A few quick insights can be gained by checking out England’s National Health Service, a publicly funded operation. The British Consulate in Boston hosted a session last week featuring NHS Director Tim Kelsey and the UK Consulate General in Boston Susie Kitchens.
A drawing of letters and teaming up to create words was the opening exercise. Our group had “i LORE”……….which we defined as a chance to tell stories on the internet. Stories being the most simple and basic way to transmit information across generations of community memory.
The animated hour long discussion touched on something old and some things new. Old were the Treasury Tags, a 19th Century relic from Her Majesty’s Stationary Office which are still holding together patient files. UK healthcare bought enough tags in 2012 to reach from London to the Hubbard Telescope and back if they were laid end to end. New is the work being done so all patients will have access to all their records in a wiki like structure that they can view and comment upon by mid 2016.

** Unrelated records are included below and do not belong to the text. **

PR #23045, opened 2022-02-08
physics/control: label for Frequency axis in bode_plot modified

AdvaitPote:
#### References to other Issues or PRs

Fixes the direct bug in #23034 
#### Brief description of what is fixed or changed
The x-axis for bode_plot is labeled as 'Hz' while the correct unit to be used should be 'rad/s'. This has been fixed by modifying the label for the x-axis. 

#### Other comments
Appropriate tests to be added. 

#### Release Notes

NO ENTRY

PR #23074, opened 2022-02-14
physics : Improved Bode's phase and magnitude plots

### LINKED ISSUE #23034: Wrong axis label in bode_plot
The code 

```
from sympy.abc import s
from sympy.physics.control.lti import TransferFunction
from sympy.physics.control.control_plots import bode_plot
tf = TransferFunction(1, 1+s, s)
bode_plot(tf)
```

shows that the frequency axis that is labelled with the unit Hz actually should have the unit rad/s.

This should be corrected; at the same time it would be nice to have options for:

- Frequency in Hz or rad/sec
- Amplitude in dB or just as a logarithmic axis
- Phase in rad or deg

Issue created from discussion https://groups.google.com/g/sympy/c/xGz7KB1UKAU/m/twv6AGI1BAAJ?utm_medium=email&utm_source=footer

While doctors like their paper. Clinical trials need change. Tim stated that “it is all about money and culture.” Changes need to be made at the same time. “Shared values and urgency” take the lead as Dementia becomes a world wide focal point. Dementia today is where cancer was in the 70’s (the “c” word, hushed behind closed doors). As this disease grows more prevalent, more non-pharmacologocical work needs to be done. Ireland was cited as an example of community based healthcare with remote physician access into homes facilitated by technology, which for the patient, means a home setting rather than a trek into a physicians office. A true sharing of patient experiences and information via both paperNpixels™
Here in the US, Dr. John Zeisel, President and co-founder of the I’m Still Here Foundation and Hearthstone Alzheimer Care Ltd. is the leading proponent of healthcare change when it comes to Alzheimer’s. He wrote the book I’m Still Here, a revolutionary new approach to Alzheimer’s care focusing on keeping patients connected. His excellent exploration created a forum for patients and caregivers living with Alzheimer’s. John was in the audience and indeed, he was the person who asked Tim Kelsey about dementia and non-pharmacologocical interventions, touching off a spirited conversation.